For hill launches, the brake hold will do the work. You won't feel any creep up a significant incline. Just punch the throttle as you normally would and let the clutch fully engage as quickly as possible.

Most people here don't understand computer-controlled DCT's, don't overthink it, just drive it, but try not to creep it as much as possible.


----------



## SiriusProjects (Apr 14, 2021)

Hi All,

Thanks for all the replies.

Obviously there are a lot of different opinions.

I think macaddict111 said it best though. Just don't overthink it.


----------



## moro anis (May 27, 2010)

Thank you too re the updates and N at the lights. I always thought it best practice and won't bother now that I see the clutch loses its' bite.

I would say though at night TTs brake lights are like rear fogs and can be annoying but that's just my opinion and being considerate for others.


----------



## bobbybobster (Mar 6, 2021)

Of course - we all have opinions... that's the meaning of the forum my friend!

Although from my point of view, I wouldn't be feeling that considerate if someone crashed into my rear bumper because they couldn't see I was stopped because I didn't have my brake lights on... especially at night! (Just saying!!)


----------



## moro anis (May 27, 2010)

indeed.


----------



## AlexanderC2 (Dec 27, 2020)

Yes in practice DSG is treated by many as just auto transmission. However as many others explained its basically two manuals working together.

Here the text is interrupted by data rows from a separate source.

PR #2569, opened 2025-08-21
[DRAFT] refactor: remove frequency-bridging feature and related configurations

### LINKED ISSUE #2515: Remove feature = "frequency-bridging"
## Description

Bridging is a core feature of Frequency and once deployed will not need to be configured conditionally.
See also #2367 when re-factoring features.

## Acceptance Criteria

- [ ] `frequency-bridging` feature flag removed

mattheworris:
# Goal
The goal of this PR is to remove the `frequency-bridging` feature flag and refactor the code so that it is easier to read and maintain.

Closes #2515

# Discussion

- Must ensure the `frequency-no-relay` continues to work correctly. XCM features require some cumulus features.
- Code readability should improve.

# Checklist
- [ ] Updated Pallet Readme?
- [ ] Design doc(s) updated?
- [ ] Unit Tests added?
- [ ] e2e Tests added?
- [ ] Benchmarks added?

### DIFF
--- a/runtime/frequency/src/lib.rs
+++ b/runtime/frequency/src/lib.rs
@@ -459,9 +459,6 @@ pub type BlockId = generic::BlockId<Block>;
 /// Block type as expected by this runtime.
 pub type Block = generic::Block<Header, UncheckedExtrinsic>;
 
-#[cfg(any(not(feature = "frequency-no-relay"), feature = "frequency-lint-check"))]
-pub type AssetBalance = Balance; // kept for backwards compatibility; now centralized in relay::prelude
-
 /// Unchecked extrinsic type as expected by this runtime.
 pub type UncheckedExtrinsic =
 	generic::UncheckedExtrinsic<Address, RuntimeCall, Signature, TxExtension>;
--- a/runtime/frequency/src/relay.rs
+++ b/runtime/frequency/src/relay.rs
@@ -9,7 +9,6 @@ pub mod prelude {
 	use super::*;
 
 	// ---------------- Type Aliases ----------------
-	// AssetBalance previously re-exported; kept in lib for backwards compatibility if needed.
 	pub type RuntimeMigrations =
 		(MigratePalletsCurrentStorage<Runtime>, SetSafeXcmVersion<Runtime>);
 	pub type OnSetCodeHook = cumulus_pallet_parachain_system::ParachainSetCode<Runtime>;


Makefile
```diff
@@ -349,19 +347,22 @@ build-westend-release:
 build-mainnet-release:
 	cargo build --locked --features  frequency --release
 
-build-bridging-testnet:
-	cargo build --features frequency-testnet,frequency-bridging
+# build-bridging-testnet:
+# 	cargo build --features frequency-testnet,frequency-bridgin
```
shannonwells, line 351: non-blocking, but it is odd that the commented-out features are all misspelled

Makefile
JoeCap08055, line 1: Is there a reason we're keeping all of the commented-out stuff in the Makefile?

node/cli/src/command.rs
JoeCap08055, line 1: So, are we just getting rid of all Westend-related code, the idea being that we're focusing on bridging on Paseo (and then Mainnet)?

runtime/frequency/src/lib.rs
```diff
@@ -455,32 +459,31 @@ pub type BlockId = generic::BlockId<Block>;
...
-	Block,
-	frame_system::ChainContext<Runtime>,
-	Runtime,
-	AllPalletsWithSystem,
-	(MigratePalletsCurrentStorage<Runtime>, SetSafeXcmVersion<Runtime>),
->;
+#[cfg(feature = "frequency-no-relay")]
+use crate::no_relay::prelude as runtime_mode;
+#[cfg(any(not(feature = "frequency-no-relay"), feature = "frequency-lint-check"))]
+use crate::relay::prelude as runtime_mode;
```
JoeCap08055, line 469: Hmmm... initially I was confused by:
```rust
#[cfg(any(not(feature = "frequency-no-relay"), feature = "frequency-lint-check"))]
```
that's used in so many places; it seems like adding `feature = "frequency-lint-check"` to the `any(...)` ONLY enables the use case: `--features frequency-no-relay,frequency-lint-check`. I was going to let it slide, but here I think I see a problem. If we run `--features frequency-no-relay,frequency-lint-check`, here we'll end up with:
```rust
use crate::no_relay::prelude as runtime_mode; // enabled by "frequency-no-relay"
use crate::relay::prelude as runtime_mode; // enabled by "frequency-lint-check"
```

I think this would like be problematic...so, by that logic, it seems like we should NEVER allow both `frequency-no-relay` AND `frequency-lint-check` at the same time. And, therefore, we can reduce all of the instances of:
```rust
#[cfg(any(not(feature = "frequency-no-relay"), feature = "frequency-lint-check"))]
```
to simply
```rust
#[cfg(not(feature = "frequency-no-relay"))]
```

node/cli/src/command.rs
mattheworris: Westend-local was kind of a hack for testing with Snowbridge Zombienet, so removing it to clean that up. The westend release still remains.

PR #2573, opened 2025-08-25
[WIP] 2526 RPC for provider context fetching provider/application context give inputs

saraswatpuneet:
# Goal
The goal of this PR is 

Closes 

# Discussion

- 

# Checklist
- [ ] Updated Pallet Readme?
- [ ] Design doc(s) updated?
- [ ] Unit Tests added?
- [ ] e2e Tests added?
- [ ] Benchmarks added?


pallets/msa/src/lib.rs
```diff
@@ -2417,6 +2417,47 @@ impl<T: Config> Pallet<T> {
...
+			localized_name = provider_or_application_registry
+				.localized_names
+				.get(&locale)
+				.map(|bv| bv.to_vec());
+			let localized_logo_cid =
+				provider_or_application_registry.localized_logo_250_100_png_cids.get(&locale);
+			match localized_logo_cid {
+				Some(cid) => ApprovedLogos::<T>::get(cid).map(|bv| bv.to_vec()),
+				None => None,
+			}
```
aramikm, line 2449: nit: you might be able to use `and_then` in here. even for the following
`let localized_logo_250_100_png_bytes: Option<Vec<u8>> = if let Some(locale) = bounded_locale`
if looks more elegant in general

pallets/msa/src/rpc/src/lib.rs
```diff
@@ -72,6 +73,17 @@ pub trait MsaApi<BlockHash, AccountId> {
 		&self,
 		msa_id: MessageSourceId,
 	) -> RpcResult<Option<KeyInfoResponse<AccountId>>>;
+
+	/// Retrieve a provider's application context or default provider context
+	/// If application id is not specified, rpc will return the default provider context
+	/// The default provider context is registered at time of provider registration.
+	#[method(name = "msa_getProviderApplicationContext")]
```
aramikm, line 80: I think we had a consensus to not add new RPCs (only runtimes) unless there is a functionality that we can't do solely from inside runtime. This would simplify the upgrades and keep our node code simple. Please let me know if there are questions or concerns.

aramikm (approved):
Overall looks good but I think we should not add new RPC if not absolutely justified.

pallets/msa/src/rpc/src/lib.rs
saraswatpuneet: Good point, i will see how Provider Dashboard is using the provider state queries right now and if they are state queries we can get rid of RPC itself

saraswatpuneet: Ok makes me to not have RPC, i have removed the RPC and retained the runtime api for this and updated e2e tests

Just be decisive in with your throttle input. DSG doesn't like half measure throttle and random jabbing of the gas pedal.

Some times it can get confused by your input (especially if the current situation made the software believe that you will for example downshift but you suddenly give it more gas).

Its a wonderful sport transmission, that is just now with the newer versions, starting to be a lot more refined in city drive.


----------